Iran’s uranium stockpile is now the real bargaining chip
Trump wants the 60%-enriched material out; Tehran wants it kept at home. The dispute is less about transport than who blinks first in the U.S.-Israel-Iran standoff.
Iran’s enriched uranium stockpile has become the central lever in talks because whoever controls it controls the breakout clock. On Thursday, Donald Trump said the United States would not allow Iran to keep its highly enriched uranium and suggested Washington would take it and “probably destroy it” later, according to
Al Jazeera. Hours earlier,
Reuters reported that Iran’s Supreme Leader had ordered the stockpile not to leave the country at all, closing off the U.S. demand that the material be removed or handed over.
What is actually at stake
The numbers explain the pressure. The stockpile is believed to be about 440 kilograms of uranium enriched to 60 percent, far above civilian reactor levels and only a short technical step from weapons-grade, which is generally defined as 90 percent, according to
Reuters and
Al Jazeera. That makes the material both a proliferation concern and a bargaining chip. Tehran has reportedly floated alternatives, including sending it to a third party or downblending it under International Atomic Energy Agency supervision, but the leadership’s new line is that it should not leave Iran,
Reuters said.
That is the power dynamic: Washington and Israel want the stockpile out because it shortens Iran’s nuclear timeline; Tehran wants to keep it because removal would make Iran more vulnerable to future strikes.
Reuters quoted Iranian sources saying exactly that. For Tehran, the uranium is not just material; it is insurance.
Why the transfer question is really about trust
Technically, the transfer problem is manageable. The IAEA has protocols for moving enriched uranium hexafluoride in fortified 30B containers, and Al Jazeera noted that the cylinders are designed to avoid criticality risks and withstand heat and pressure, citing the agency’s guidance. But that is not the real obstacle. The obstacle is whether any transfer can be verified, protected from attack, and politically sold inside Iran after a year of war and airstrikes.

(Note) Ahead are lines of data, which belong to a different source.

PR #1198, opened 2022-05-20
RHS: keep full assignee pill when due date and not state-open

trilopin:
#### Summary
Do not shrink assigned user pill (hide name) when due date but state closed or skip. Since due date is hidden, the user name should be shown.  

#### Ticket Link
Fixes https://mattermost.atlassian.net/browse/MM-44194

#### Checklist
- [ ] ~~Telemetry updated~~
- [ ] ~~Unit tests updated~~

### DIFF
--- a/tests-e2e/cypress/integration/channels/rhs/checklist_spec.js
+++ b/tests-e2e/cypress/integration/channels/rhs/checklist_spec.js
@@ -369,7 +369,7 @@ describe('channels > rhs > checklist', () => {
             cy.findAllByTestId('checkbox-item-container').should('have.length', 12);
         });
 
-        it.only('switching between runs with the same checklist', () => {
+        it('switching between runs with the same checklist', () => {
             // # Create another run using the same playbook
             const playbookRunName2 = 'RunWithSameChecklist';
             cy.apiRunPlaybook({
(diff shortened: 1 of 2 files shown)


tests-e2e/cypress/integration/channels/rhs/checklist_spec.js
```diff
@@ -369,7 +369,7 @@ describe('channels > rhs > checklist', () => {
             cy.findAllByTestId('checkbox-item-container').should('have.length', 12);
         });
 
-        it.only('switching between runs with the same checklist', () => {
```
trilopin, line 372: I assumed this `only` wasn't intended, but please confirm that @gbochora

gbochora: Ups, I added it for testing on the local machine. Nice catch!

agarciamontoro (approved):
:tada:

webapp/src/components/checklist_item/checklist_item.tsx
```diff
@@ -129,11 +129,23 @@ export const ChecklistItem = (props: ChecklistItemProps): React.ReactElement =>
...
         }
 
+        const shouldHideName = () => {
+            if (isEditing) {
+                return false;
+            }
+            if (command !== '') {
+                return true;
+            }
+            if (dueDate > 0 && props.checklistItem.state === ChecklistItemState.Open) {
```
gbochora, line 139: Should we add `ChecklistItemState.InProgress` state check too? 
I'm not sure about it because it seems we never assign `InProgress` state to the task.

gbochora (approved):
🎉

PR #1199, opened 2022-05-20
force empty title in menuItem to prevent trigger title from propagating

trilopin:
#### Summary
Force the` DropdownMenuItem` title to an empty string. It's needed to prevent the trigger icon from appearing for all his children.

#### Ticket Link
Fixes https://mattermost.atlassian.net/browse/MM-44193

#### Checklist
- [ ] ~~Telemetry updated~~
- [ ] ~~Unit tests updated~~

### DIFF
--- a/webapp/src/components/dot_menu.tsx
+++ b/webapp/src/components/dot_menu.tsx
@@ -182,6 +182,10 @@ export const DropdownMenuItem = (props: { children: React.ReactNode, onClick: ()
             onClick={props.onClick}
             className={props.className}
             role={'button'}
+
+            // Prevent trigger icon (parent) from propagating title prop to options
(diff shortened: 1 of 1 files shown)


agarciamontoro (approved):
Code looks good, but I don't understand why the prop was propagated to the child. We are not passing it and that's not inherited, right?

gbochora (approved):
Nice!

trilopin:
> Code looks good, but I don't understand why the prop was propagated to the child. We are not passing it and that's not inherited, right?

I have to admit that is not very elegant, just effective. Title prop propagates to children by default. Check this codepen https://codepen.io/trilopin/pen/PoQKBeK.

PR #1203, opened 2022-05-20
MM-44410 Add subresource integrity to graphql html

crspeller:
#### Summary
Adding subresource integrity to the graphqli html.

#### Ticket Link
https://mattermost.atlassian.net/browse/MM-44410


agnivade (approved):
Oo nice, mind sending this for the server as well? :)

crspeller:
@agarciamontoro You could download the files and run the hash yourself. (it's sha256) But the point of this is that the browser does it automatically so it will fail if the hashes don't match.

PR #1531, opened 2022-10-27
Decrease the noise of the daily digest message

shinnlok:
## Summary
Currently, we send a daily digest if a user has:

Tasks that are due today or are overdue
Tasks with no due date
After introducing the weekly digest message, we can decrease the noise of the daily digest by notifying users only if they have tasks due today or overdue. The weekly digest message will have full information, including tasks with no due date, so they will not be forgotten.

## Ticket Link
Fixes: https://github.com/mattermost/mattermost-server/issues/21503

## Checklist

- [ ] Telemetry updated
- [ ] Unit tests updated


lieut-data:
Oops, I'm sorry I missed this one @shinnlok! Thanks for the contribution :)

Issue #1417, opened 2022-08-16
Add ability to automatically add participants to the channel when inviting them


crspeller:
When inviting users to participate you may want to automatically add them to the run channel at the same time. Add a checkbox that will automatically invite the added users to the linked run channel if the automatic action is not enabled. If the automatic action is enabled it should display a message stating what will happen. 

[Figma Designs](https://www.figma.com/file/oBERv3BlbjpcFMKgPAo7E5/%F0%9F%91%A5-Members-%E2%89%A0-Participants?node-id=135%3A218949)

PR #1534, opened 2022-10-28
1417 add participants automatically

gbochora:
## Summary
Add the ability to automatically add participants to the channel when inviting them.

https://user-images.githubusercontent.com/4368372/198704724-af0e18e0-c21d-4fd1-a0ac-0b7e9c53c713.mp4

## Ticket Link
https://github.com/mattermost/mattermost-plugin-playbooks/issues/1417

## Checklist

~~- [ ] Telemetry updated~~
- [x] Unit tests updated

### DIFF
--- a/tests-e2e/cypress/integration/runs/rdp_rhs_participants_spec.js
+++ b/tests-e2e/cypress/integration/runs/rdp_rhs_participants_spec.js
@@ -55,7 +55,7 @@ describe('runs > run details page > rhs > participants', () => {
         cy.apiRunPlaybook({
             teamId: testTeam.id,
             playbookId: testPublicPlaybook.id,
-            playbookRunName: 'the-run-name',
+            playbookRunName: 'the-run-name' + Date.now(),
             ownerUserId: testUser.id,
         }).then((playbookRun) => {
             testRun = playbookRun;
@@ -216,6 +216,7 @@ describe('runs > run details page > rhs > participants', () => {
 
                 // * Verify that no users were invited
                 cy.getFirstPostId().then((id) => {
+                    cy.contains('Someone').should('not.exist');
                     cy.get(`#postMessageText_${id}`)
                         .contains(`@${testViewerUser.username}`);
                 });
--- a/tests-e2e/cypress/integration/runs/rdp_rhs_participants_spec.js
+++ b/tests-e2e/cypress/integration/runs/rdp_rhs_participants_spec.js
@@ -55,7 +55,7 @@ describe('runs > run details page > rhs > participants', () => {
         cy.apiRunPlaybook({
             teamId: testTeam.id,
             playbookId: testPublicPlaybook.id,
-            playbookRunName: 'the run name',
+            playbookRunName: 'the-run-name',
             ownerUserId: testUser.id,
         }).then((playbookRun) => {
             testRun = playbookRun;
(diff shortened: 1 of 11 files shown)


webapp/src/components/backstage/playbook_runs/playbook_run/add_participant_modal.tsx
```diff
@@ -32,8 +34,10 @@ const AddParticipantsModal = ({playbookRun, id, title, show, hideModal}: Props)
     const dispatch = useDispatch();
     const [profiles, setProfiles] = useState<UserProfile[]>([]);
     const {addToRun} = useManageRunMembership(playbookRun.id);
-    const [addToChannel, setAddToChannel] = useState(false);
+    const [forceAddToChannel, setForceAddToChannel] = useState(false);
+    const [channel, meta] = useChannel(playbookRun.channel_id);
     const isChannelMember = useSelector(isCurrentUserChannelMember(playbookRun.channel_id));
+    const isPrivateChannelWithAccess = meta.error === null && channel?.type === General.PRIVATE_CHANNEL;
```
gbochora, line 40: `isChannelMember` is only valid when the channel is public; we don't have membership information for private channels. So, I'm checking if the current user can access the channel to handle the private channel case.

webapp/src/graphql/runs.graphql
```diff
@@ -12,8 +12,8 @@ mutation UpdateRun($id: String!, $updates: RunUpdates!) {
   updateRun(id: $id, updates: $updates)
 }
 
-mutation AddRunParticipants($runID: String!, $userIDs: [String!]!) {
-	addRunParticipants(runID: $runID, userIDs: $userIDs)
+mutation AddRunParticipants($runID: String!, $userIDs: [String!]!, $forceAddToChannel: Boolean = false) {
```
trilopin, line 15: if here is already defaulted to false, do we need to handle in the root resolver as a *bool? Could we simplify root resolved setting it as bool?

tests-e2e/cypress/integration/runs/rdp_rhs_participants_spec.js
```diff
@@ -122,25 +122,104 @@ describe('runs > run details page > rhs > participants', () => {
...
+                    cy.get(`#postMessageText_${id}`).within(() => {
+                        // just to wait until the username is fetched
+                        cy.contains('Someone').should('not.exist');
+                        cy.contains('You were added to the channel by @playbooks.');
+                        cy.contains(`@${testViewerUser.username}`).should('not.exist');
+                    });
+                });
+            });
+
+            it('join action disabled, checkbox selected', () => {
```
trilopin, line 189: this tests is failing when I run locally

trilopin (approved):
Code is fine and feature works!

Some non-blocking points:
- should we carry in the telemetry whether addParticipants imply channel members or not (taking into account the 3 possible values no/action/forced). Maybe this is more for your effort @crspeller 
- could we simplify root resolver making force flag not nullable (it already has a default false value)

webapp/src/graphql/runs.graphql
gbochora: I've tried that, and graphql fails to initialize:
`"error": "field "ForceAddToChannel": bool is not a pointer or a nullable type.`

I'll try one more time, maybe I'm missing something.

abhijit-singh (approved):
Looks good!

abhijit-singh:
@gbochora One small non-blocking request— Can we make the font-weight of the checkbox text "_Also add people to the channel linked to this run_" `normal` or `400` instead of the current `700`?

crspeller (approved):

PR #1535, opened 2022-10-28
[WIP] Archive and unarchive a playbook run

pradeepmurugesan:
## Checklist

- [ ] Telemetry updated
- [ ] Unit tests updated


lieut-data:
Thanks again for this contribution, @pradeepmurugesan! We've since resolved this a different way.

PR #1540, opened 2022-11-04
1415 join run when you become participant

### LINKED ISSUE #1415: Add ability to join run channel when you become a participant
Can also be request access instead of actually joining the channel if it is private.
Should show a message if the action is enabled to add you automatically rather than an option.
Checkbox should be unchecked by default.

[Figma Designs](https://www.figma.com/file/oBERv3BlbjpcFMKgPAo7E5/%F0%9F%91%A5-Members-%E2%89%A0-Participants?node-id=289%3A215720)

gbochora:
## Summary
This PR updates become a participant flow. When a not participant tries to join the run:
- If the `join action` is enabled, the user will also become the linked channel member, whether the channel is public or private.
- If the `join action` is disabled and the linked channel is public, the user can decide whether to join the channel and select the checkbox.
- If the `join action` is disabled and the linked channel is private, the user can't join the channel, but he/she can send the join request.

https://user-images.githubusercontent.com/4368372/199952382-286e3795-afe4-40dd-b966-63b51d0eb9bc.mp4

## Ticket Link
Fixes #1415

## Checklist

~~- [ ] Telemetry updated~~
- [x] Unit tests updated


server/app/playbook_run_service.go
```diff
@@ -2939,29 +2939,7 @@ func (s *PlaybookRunServiceImpl) participateActions(playbookRun *PlaybookRun, ch
...
-		msg := T("app.user.run.joined_run_channel_private_add_participant", data)
-		if isParticipateFlow {
-			msg = T("app.user.run.joined_run_channel_private_participate", data)
-		}
-
-		if _, err := s.poster.PostMessage(playbookRun.ChannelID, msg); err != nil {
-			logrus.WithError(err).Errorf("participateActions: failed to send message to private channel, userID '%s'", user.Id)
-		}
-		return
-	}
```
trilopin, line 2962: oh nice, this makes no sense anymore. I think we should manually remove those literals. shouldn't we?

webapp/src/components/rhs/rhs_run_details.tsx
```diff
@@ -72,7 +72,7 @@ const RHSRunDetails = () => {
         }
     }, [runDetailsStep]);
 
-    const {ParticipateConfirmModal, showParticipateConfirm} = useParticipateInRun(playbookRun?.id || '', 'channel_rhs');
+    const {ParticipateConfirmModal, showParticipateConfirm} = useParticipateInRun(playbookRun || {} as PlaybookRun, 'channel_rhs');
```
trilopin, line 75: wouldn't you accept undefined playbookRun in the hook instead of `{}  as PlaybookRun`?

trilopin (changes requested):
This modal of becoming participant can be triggered from channels RHS and, in that case, side-actions related to channel would make no sense in the modal. isn't it?

Screenshot 2022-11-10 at 10 41 46

gbochora:
> This modal of becoming participant can be triggered from channels RHS and, in that case, side-actions related to channel would make no sense in the modal. isn't it?
> 
Good catch! I've fixed the logic; if a user is already a channel member, it will not show an extra message.

trilopin (approved):
Cool 🎉

crspeller (approved):
Awesome!

Issue #1541, opened 2022-11-04
prepare core playbook and update at Playbook Editor


trilopin:
The model and store layer of ir_playbook will need a couple more attributes:
- channelid: should be filled with the channel id in case we want to default new runs to be linked to an existent channel 
- channelmode (better names accepted) enum to govern the radio. we could rely on the nullability of the channelid field, but that could be a problem later (if we don't want channel at all for example).

we need to migrate the database and extend the models and the webapp types.

**UI at PBE**
https://www.figma.com/file/eq9Nwyot47KZ9gb4pf5C2L/%E2%96%B6%EF%B8%8F-Multiple-runs-in-a-channel?node-id=321%3A169395

![Image](https://user-images.githubusercontent.com/4096774/199056038-8a0e2abe-793e-4396-91bb-2e9ce11693b1.png)

Radio button + input to have the possibility of choosing an existent channel.
When the new choice is checked, Configure channel and public/private selector should be disabled.

To discuss:
* if we attach runs to existing channels, don't we have to decouple the channel name from the run name? Does it mean we have to move from "Channel name template" to "Run name template" and make it available to both choices "existing and new channels"?

PR #1549, opened 2022-11-07
PBE run link to existing channel

trilopin:
## Summary
Add the ability to configure playbooks that can start runs linked to an existing channel.
This PR does not cover:
- multiple runs list in channels rhs
- ability to use different config than the one in PBE when starting a run

### Feature flag
There is a new feature flag:
* sever-side: `	LinkRunToExistingChannelEnabled bool` at Configuration
* webapp: `selectLinkRunToExistingChannelEnabled` selector and `useLinkRunToExistingChannelEnabled` hook available

The main idea is to merge to master (be able to deploy) as often as possible instead of working too much in integration branches

To enable it, in server config.json add `"linkruntoexistingchannelenabled": true,` to Playbooks config.

The feature flag is false (disabled) by default, so if it's not configured disabled will be assumed. It's expected to be set at true by the end of the V0. 

### API & GQL
The playbook query carries the new fields and `UpdatePlaybook` mutation accepts them.

### Service & Store
Two new fields in the playbook: `ChannelID` and `ChannelMode`.

The new fields have been created in the playbook, create-new-channel is the default behavior.
- (postgre) Removed the unique constraint for the channelID index in the ir_incident table.
- (MySQL) removed unique index (and kept the other index in channeled)

**Name field in ir_incident**
This field wasn't used and playbookrun store used channel.displayname instead.
Less than 2% of the runs had a non-empty name in the community server. That's why there's a migration to update all empty names by the matching channel display name.

### Playbook UI
The user can choose whether create a new channel per run or link an existing one. Available channels are those you have permission to.

Channel Selector has been modified to allow single channel selection (it was hardcoded top multi before)

It is considered valid to save without selecting a channel but telling that you'll link the run to an existing channel. It will be mandatory in the run-start.

https://user-images.githubusercontent.com/4096774/200348951-daf36d56-c9eb-409c-b3f4-f14a387eb256.mp4

**How it looks if feature flag is disabled (default)**
Screenshot 2022-11-10 at 16 54 26

## Channel selector
Already existing channel selector has been upgraded to:
- be usable for one channel (previously only multi)
- display options nicely: icon for private/public and some styles
Screenshot 2022-11-11 at 12 55 26
Screenshot 2022-11-11 at 12 54 58
Screenshot 2022-11-11 at 12 50 42

## Ticket Link
Fixes https://github.com/mattermost/mattermost-plugin-playbooks/issues/1541

## Checklist

- [ ] ~~Telemetry updated~~
- [X] Gated by an experimental feature flag
- [X] Unit tests updated


server/api/graphql_root_playbook.go
```diff
@@ -122,6 +122,8 @@ func (r *PlaybookRootResolver) UpdatePlaybook(ctx context.Context, args struct {
 		IsFavorite                              *bool
 		CreateChannelMemberOnNewParticipant     *bool
 		RemoveChannelMemberOnRemovedParticipant *bool
+		ChannelID                               *string
```
crspeller, line 125: Just `ChannelID` confused me on first pass. Maybe call it `RunLinkChannelID`? Or something else more descriptive?

server/app/playbook_run_service.go
```diff
@@ -253,30 +259,30 @@ func (s *PlaybookRunServiceImpl) CreatePlaybookRun(playbookRun *PlaybookRun, pb
...
 		playbookRun.ChannelID = channel.Id
 	} else {
-		existingPlaybookRunID, err := s.GetPlaybookRunIDForChannel(playbookRun.ChannelID)
-		if err != nil && !errors.Is(err, ErrNotFound) {
-			return nil, err
-		} else if existingPlaybookRunID != "" {
-			return nil, errors.Wrapf(ErrMalformedPlaybookRun, "playbook run %s already exists for channel %s", existingPlaybookRunID, playbookRun.ChannelID)
-		}
-
+		/*	PRE MULTIPLERUNS IN A CHANNEL
```
crspeller, line 269: We can just remove this.

server/sqlstore/playbook_run.go
```diff
@@ -179,7 +179,7 @@ func NewPlaybookRunStore(pluginAPI PluginAPIClient, sqlStore *SQLStore) app.Play
 
 	// When adding a PlaybookRun column #1: add to this select
 	playbookRunSelect := sqlStore.builder.
-		Select("i.ID", "c.DisplayName AS Name", "i.Description AS Summary", "i.CommanderUserID AS OwnerUserID", "i.TeamID", "i.ChannelID",
+		Select("i.ID", "i.Name AS Name", "i.Description AS Summary", "i.CommanderUserID AS OwnerUserID", "i.TeamID", "i.ChannelID",
```
crspeller, line 182: We can remove the join on the channels table right?

crspeller (changes requested):
Looking good!

gbochora (approved):
Great work, @trilopin 🥳

server/sqlstore/playbook_run.go
trilopin: I also created a ticket for the refactor of the digest queries  https://github.com/mattermost/mattermost-plugin-playbooks/issues/1571

server/api/graphql_root_playbook.go
trilopin: 2/5 if the playbook acts as a run template, wouldn't the same naming (for the fields that are copied) be the less surprising choice?

crspeller: That's a good point. I can see it both ways. I will leave it to your discretion.

server/app/playbook_run_service.go
```diff
@@ -253,30 +259,30 @@ func (s *PlaybookRunServiceImpl) CreatePlaybookRun(playbookRun *PlaybookRun, pb
...
 		channel, err = s.pluginAPI.Channel.Get(playbookRun.ChannelID)
 		if err != nil {
 			return nil, err
 		}
 
-		playbookRun.Name = channel.Name
+	}
+
+	if playbookRun.Name == "" {
+		playbookRun.Name = pb.ChannelNameTemplate
```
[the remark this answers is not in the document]
trilopin: not really

server/sqlstore/migrations/future/postgres/0.61.down.sql
```diff
@@ -0,0 +1,11 @@
+ALTER TABLE IR_Playbook DROP COLUMN IF EXISTS ChannelID;
+ALTER TABLE IR_Playbook DROP COLUMN IF EXISTS ChannelMode;
+
+-- Drop unique constraint and kee the index
+ALTER TABLE IR_Incident  ADD CONSTRAINT ir_incident_channelid_key UNIQUE(ChannelID);
```
trilopin, line 5: I tried IF NOT EXISTS but apparently does not work here. thoughts @gbochora ?

abhijit-singh (approved):
Looks good!

server/sqlstore/migrations/future/postgres/0.61.down.sql
gbochora:
```suggestion
DO
$$
BEGIN
    IF NOT EXISTS (
        SELECT INDEXNAME FROM PG_INDEXES
        WHERE TABLENAME = 'ir_incident'
        AND INDEXNAME = 'ir_incident_channelid_key'
    ) THEN
        ALTER TABLE IR_Incident ADD CONSTRAINT ir_incident_channelid_key UNIQUE(ChannelID);
	END IF;
END
$$;

```

gbochora (commented):
I've left a few comments regarding morph migrations.

server/sqlstore/migrations/future/mysql/0.61.down.sql
```diff
@@ -0,0 +1,45 @@
...
+    'ALTER TABLE IR_Playbook DROP COLUMN ChannelMode;',
+    'SELECT 1;'
+));
+
+PREPARE dropColumnIfExists FROM @preparedStatement;
+EXECUTE dropColumnIfExists;
+DEALLOCATE PREPARE dropColumnIfExists;
+
+SET @preparedStatement = (SELECT IF(
+    EXISTS(
```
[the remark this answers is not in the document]
trilopin: oops

crspeller (approved):

PR #1554, opened 2022-11-08
MM-48007 Respect read only channel permissions.

crspeller:
## Summary
Respect read only channel permisions from server.

## Ticket Link
https://mattermost.atlassian.net/browse/MM-48007

### DIFF
--- a/server/app/permissions_service.go
+++ b/server/app/permissions_service.go
@@ -449,6 +449,20 @@ func (p *PermissionsService) RunViewByChannel(userID, channelID string) error {
 	return p.RunView(userID, runID)
 }
 
+func (p *PermissionsService) RunUpdateStatus(userID string, playbookRun *PlaybookRun) error {
+	if !CanPostToChannel(userID, playbookRun.ChannelID, p.pluginAPI) {
+		return errors.Wrapf(ErrNoPermissions, "user %s cannot post to playbook run channel %s", userID, playbookRun.ChannelID)
+	}
+
+	for _, channelID := range playbookRun.BroadcastChannelIDs {
+		if !CanPostToChannel(userID, channelID, p.pluginAPI) {
+			return errors.Wrapf(ErrNoPermissions, "user %s cannot post to broadcast channel %s", userID, channelID)
+		}
+	}
+
+	return nil
+}
+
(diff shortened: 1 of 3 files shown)


Phrynobatrachus:
Hopefully resolved by https://github.com/mattermost/mattermost-plugin-playbooks/pull/1557 :crossed_fingers:

server/app/permissions_service.go
```diff
@@ -449,6 +449,20 @@ func (p *PermissionsService) RunViewByChannel(userID, channelID string) error {
...
 }
 
+func (p *PermissionsService) RunUpdateStatus(userID string, playbookRun *PlaybookRun) error {
+	if !CanPostToChannel(userID, playbookRun.ChannelID, p.pluginAPI) {
+		return errors.Wrapf(ErrNoPermissions, "user %s cannot post to playbook run channel %s", userID, playbookRun.ChannelID)
+	}
+
+	for _, channelID := range playbookRun.BroadcastChannelIDs {
+		if !CanPostToChannel(userID, channelID, p.pluginAPI) {
+			return errors.Wrapf(ErrNoPermissions, "user %s cannot post to broadcast channel %s", userID, channelID)
```
lieut-data, line 459: Should we consider failing these separately, allowing the status update to be posted to channel (later, a dedicated topic) even if the broadcast channel update can't be posted?

lieut-data (approved):

server/app/permissions_service.go
crspeller: Possibly. We would need designs for what exactly to tell the user, since not posting to some of the broadcast channels would be unexpected.

lieut-data: Do we have designs for what happens now when the request fails? I'd be fine with just logging a warning and skipping the functionality itself if that made sense. (Probably less confusing than the status update feature itself being non-functional.)

crspeller: No designs for current functionality. No permissions case isn't handled since in the channel model you would never have access to press the button without permission to post a status update. 

We should probably think though the design here and implement the preferred solution outside this PR.

oh6hay (approved):
LGTM :+1:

That is why the issue is blocking the wider diplomacy.
Al Jazeera reported that Iranian foreign minister Abbas Araghchi called the enriched material dispute a “deadlock” and said it had been postponed to later stages.
Reuters added that the two sides have narrowed some gaps but remain split on two core issues: the fate of the stockpile and Iran’s demand for recognition of its right to enrich uranium.
What to watch next
The next decision point is whether the United States shifts from demanding removal to accepting a monitored dilution or third-party custody formula.
Al Jazeera reported that Russia has floated storing the material, while Iranian sources told
Reuters that “feasible formulas” still exist, including IAEA-supervised downblending. If that compromise fails, the leverage shifts back to force: Trump has already paired diplomacy with threats, and Iran is treating the uranium issue as the line that determines whether talks can survive.
For policymakers, the immediate takeaway is simple: the uranium stockpile is no longer a technical footnote. It is the test of whether the
United States can impose terms without reopening the war, and whether Tehran believes any deal buys real security.